The goals of this paper are summarized as follows: • We present our code generator tool P4IRS, describing how it works and how it can be used to generate efficient particle simulation codes. • We discuss the advantages of using P4IRS to achieve performance portability, also comparing it with other previous approaches such as tinyMD (Machado RRL et al., 2021) and MESA-PD (Eibl and Rüde, 2018; Eibl and Rude, 2019a). • We describe P4IRS interfaces to allow its generated code to be integrated with other simulation tools, specifically in the context of domain partitioning and communication. • We provide performance results for Intel Ice Lake and AMD Milan CPUs, as well as for NVIDIA A40 and A100 accelerators to demonstrate the state-of-the-art performance of the applications generated by P4IRS in comparison to MD-Bench and MESA-PD. • We display weak-scaling results in the Fritz and JUWELS Booster clusters to demonstrate the weak-scaling capabilities of P4IRS in MD and DEM simulations on modern supercomputers.
This paper is structured as follows: In the Related Work section we list related work for MD and DEM simulation packages, code generation tools for particle simulations and performance evaluation of such simulations.
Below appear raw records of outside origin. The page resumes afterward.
PR #1350, opened 2024-02-14
SSO: add custom fields to OAuth2 settings

dmihai:
This PR adds custom fields to the `oauth2_settings` field in `grafana_sso_settings` terraform resource. The custom fields must not have the same name with a field already defined in `oauth2_settings`.

With custom fields introduced, I noticed a strange behaviour when re-applying a resource that has custom fields. On the second apply, `d.Get(settingsKey)` returns 2 items (the first one is empty). This doesn't reproduce for resources that don't contain any custom fields. I made a hacky fix in the `getSettingsFromResourceData` func, please let me know how to improve it.


internal/resources/grafana/resource_sso_settings_test.go
```diff
@@ -167,3 +182,16 @@ const testConfigWithManySettings = `resource "grafana_sso_settings" "sso_setting
...
 }`
+
+const testConfigWithInvalidCustomField = `resource "grafana_sso_settings" "sso_settings" {
+  provider_name = "gitlab"
+  oauth2_settings {
+    client_id     = "first_gitlab_client_id"
+    client_secret = "first_gitlab_client_secret"
+    auth_url      = "https://gitlab.com/oauth/authorize"
+    token_url     = "https://gitlab.com/oauth/token"
+	custom        = {
```
mgyongyosi: nit:
```suggestion
    custom        = {
```

mgyongyosi (approved):

internal/resources/grafana/resource_sso_settings_test.go
dmihai: Fixed, thanks!

internal/resources/grafana/resource_sso_settings.go
```diff
@@ -244,6 +245,14 @@ var oauth2SettingsSchema = &schema.Resource{
 			Optional:    true,
 			Description: "String list of Team Ids. If set, the user must be a member of one of the given teams to log in. If you configure team_ids, you must also configure teams_url and team_ids_attribute_path.",
 		},
+		customFieldsKey: {
+			Type:        schema.TypeMap,
+			Optional:    true,
+			Description: "Custom fields to configure for OAuth2. Refer to the Grafana docs for a list of supported custom fields.",
```
julienduchesne: A link would be nice

internal/resources/grafana/resource_sso_settings.go
```diff
@@ -271,6 +280,12 @@ func ReadSSOSettings(ctx context.Context, d *schema.ResourceData, meta interface
 	}
 
 	settingsSnake := make(map[string]any)
+
+	customFieldsFromTfState := make(map[string]any)
```
julienduchesne, line 284: Are the field not all returned because they're sensitive?

internal/resources/grafana/resource_sso_settings.go
dmihai: Added an example of such a custom field and its link. I don't think we have a list of all custom fields I can link to.

internal/resources/grafana/resource_sso_settings.go
dmihai: All custom fields should be returned by the API, but the concern here is that custom fields are not separated from the main fields in the API response. Also the API might return other fields that we want to ignore and not consider them custom fields by default. That's why I wanted to check the existing custom fields from the terraform state and match them against the ones retrieved from the API.

julienduchesne: hmm ok gotcha. So only what's been written by TF is managed. Are there specific fields that we want to ignore? As it is, the read functionality is not great for a TF resource

julienduchesne (approved):
LGTM, I would perhaps test it a bit more if you keep the targeted read as it is

Currently, there is no test that checks that it is actually being sent to the API. Usually, that is checked by the import test (but not you can't do an import test because your custom fields are not read). 

To be sure that it's OK from both sides (TF and API), you'd need two things: 
- Test that the custom fields are set with `resource.TestCheckResourceAttr`
- Add another test function that reads the object directly from the API and checks that the custom fields are set. A test function that uses the client directly

internal/resources/grafana/resource_sso_settings.go
dmihai: No, unfortunately there aren't any specific fields we want to ignore from the API because the API considers the settings fields as an opaque `map[string]any`.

In the Background and Theory section we explain the basic theory for particle simulations focusing on MD and DEM methods, also covering optimization strategies and choices. In the P4IRS section we present P4IRS with its current features and application design. In the Evaluation section we evaluate the performance and scalability of P4IRS applications using Molecular dynamics (MD) and discrete element method (DEM) experiments. Finally, the Conclusion and Outlook section presents our conclusions and outlook for P4IRS, also covering our future work.
Related work
Simulation packages
Diverse simulation fields can be described by updating particle trajectories based on their interactions with other particles. In this paper, we focus mainly on MD and DEM, where particles represent either point masses (i.e. atoms) or rigid bodies with specific shapes (i.e. spheres, half-spaces, ellipses), respectively. Most available packages use similar techniques to compute trajectories, but each has its own specific algorithms, parallelism strategies and hand-tuned implementations for specific hardware. With P4IRS, we focus on using a single description of the problem, and then leverage its implemented routines and code transformations to produce the backend implementation for the specific target, which currently can be C++ with OpenMP and CUDA, also supporting MPI for distributed-memory parallel clusters.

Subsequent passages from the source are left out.